I sat there, listening to Tamara’s story, thinking how fucked up that was. I couldn’t imagine putting my hands on Ekon like that, no matter how angry I got. I’d hurt myself before I’d ever hurt him. It’s fucked up, but listening to her made me feel better about my situation.

After Tamara, the group leader called time, and everyone started getting up. I nodded at a few people, but I was done talking for the night.

I drove toward home—not to the strip club or bar like I wanted. I pulled into the driveway. Inside, the house was quiet despite it being a little after eight PM. I headed upstairs to check on Ekon, finding him asleep.

Then I checked in on Angel. She was in the guest room, lying on top of the covers, finally resting, wearing just one of my t-shirts. Her panties peeked from the hem. I stood there for a second, watching her, realizing that this—her being here, Ekon being safe in the next room—this was how it was supposed to be from the start. No bullshit. No Solomon. Just us.

I took a long shower, letting the water wash over me. My mind drifted to Angel, the way she looked. How soft her skin was, the feel of her plush thighs wrapped around me. One hand against the shower wall, I grabbed my dick and pumped it from root to tip, remembering how she used to feel. How she sounded moaning my name. Her pussy used to get so wet for me. I imagined her plump ass pressing against me as she fucked me back, and before I knew it, I was nutting all over my hand.

It was quick. Unfulfilling. Just something to take the edge off. But it didn’t help—not really. Celibacy was going to be the death of me, especially with Angel under the same roof.

Afterward, I pulled on some sweatpants and wiped the steam off the mirror, catching my reflection. I stared at myself for a long moment. There was something different in my eyes. Growth, maybe? Regret? Hell if I knew. I just wondered if anybody else could see it too.

Before I even realized what I was doing, I found myself standing outside Angel’s door. My hand hovered over the knob, hesitating for a moment, questioning whether I should go in.
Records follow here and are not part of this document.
PR #35, opened 2019-11-01
SFX-437: Rename project to 'Elements'

ChantalDesrochers:
Notes:
- currently linking to elements-events and elements-devtools SFX-437 PRs
- back and forth between what string to use for the module use options, with expose loader. I went with 'elementsCore' and 'elementsPlugins' because gbe was used so rarely on the logic layer side, it felt a bit foreign, but also very strongly considered 'gbePlugins'...
UPDATE: currently GbElementsCore & GbElementsPlugins


packages/@elements/search-driver-plugin/package.json
```diff
@@ -19,12 +19,12 @@
...
-    "url": "https://github.com/groupby/sfx-logic.git",
-    "directory": "packages/@sfx/search-driver-plugin"
+    "url": "https://github.com/groupby/elements-logic.git",
+    "directory": "packages/@elements/search-driver-plugin"
   },
   "author": "",
   "license": "MIT",
   "dependencies": {
-    "@sfx/events": "groupby/sfx-events#c4a4853a424992db9c170fea6990dc2a52c3061e"
+    "@elements/events": "groupby/elements-events#c4a4853a424992db9c170fea6990dc2a52c3061e"
```
ssbelle: question does this hash change at this point? Or do we expect it to change once we update the events repo?

packages/@elements/sayt-driver-plugin/package.json
```diff
@@ -19,13 +19,13 @@
...
-    "directory": "packages/@sfx/sayt-driver-plugin"
+    "url": "https://github.com/groupby/elements-logic.git",
+    "directory": "packages/@elements/sayt-driver-plugin"
   },
   "author": "",
   "license": "MIT",
   "sideEffects": false,
   "dependencies": {
-    "@sfx/events": "groupby/sfx-events#c4a4853a424992db9c170fea6990dc2a52c3061e"
+    "@elements/events": "groupby/elements-events#c4a4853a424992db9c170fea6990dc2a52c3061e"
```
ssbelle: same here, should this hash be different?

packages/@elements/search-driver-plugin/package.json
ChantalDesrochers: I used yarn link to use the PR that introduces the renaming for now. Once that is merged in, I will be updating the hash. (if I'm remembering the process correctly)

webpack.config.js
```diff
@@ -21,11 +21,11 @@ module.exports = {
   module: {
     rules: [{
       test: path.resolve(__dirname, 'presets', 'core.ts'),
-      use: { loader: 'expose-loader', options: 'sfxCore' }
+      use: { loader: 'expose-loader', options: 'GbElementsCore' }
```
DanielMoniz-GBI: If we're keeping the same convention as before, this new object should be called `gbElementsCore` instead of `If we're keeping the same convention as before, this new object should be called `GbElementsCore`. Is there any reason for the new capitalization?

(I noticed this because I'm updating the demo in the View Layer and needed to instantiate Core)

.circleci/config.yml
```diff
@@ -40,9 +40,9 @@ defaults:
       cp .circleci/prepare-commit-msg .git/hooks/prepare-commit-msg
       chmod +x .git/hooks/prepare-commit-msg
 
-  requires_build_core: &requires_build_core
+  requires_build_elements_core: &requires_build_elements_core
     requires:
-      - build_core
+      - build_elements_core
```
jmbtutor: Do we expect any packages that don't start with `elements-`? If not, we can drop `elements` from the job names and add the prefix where we use it instead. That should also significantly reduce the diff for this file.

.circleci/config.yml
```diff
@@ -95,7 +95,7 @@ jobs:
             package="${CIRCLE_JOB#build_}"
             package="${package//_/-}"
 
-            cd "packages/@sfx/${package}"
+            cd "packages/@groupby/${package}"
```
jmbtutor: If you follow the suggestion above and drop `elements` from all the job names, this and similar lines will change to the following:

```suggestion
            cd "packages/@groupby/elements-${package}"
```

webpack.config.js
jmbtutor: I never starting the names of objects used as "variable bags" with a lowercase letter. It's not really a value that you'd pass around and use by itself: you'd always access some property of it. We have `Math`, `JSON`, `Symbol`, and [others](https://developer.mozilla.org/en-US/docs/Web/JavaScript/Reference/Errors/Not_a_constructor) as precedents in favour of capitalizing the first letter.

But the pull was too strong, and before I could talk myself out of it, I turned the knob and eased the door open quietly.

The room was dark, but I could see her lying on top of the covers, her back to me. She didn’t move, didn’t say a word, but I could tell she wasn’t asleep. I tiptoed across the room and slid into the bed beside her, careful not to disturb the space she’d created for herself.

I slipped under the covers, leaving just enough distance between us to respect the boundaries she hadn’t spoken aloud. She didn’t acknowledge me, but she didn’t tell me to leave either.

Neither of us spoke. We just lay there, side by side, breathing the same air, letting the silence fill the room. It wasn’t uncomfortable. If anything, it felt... necessary. Like we both needed quiet.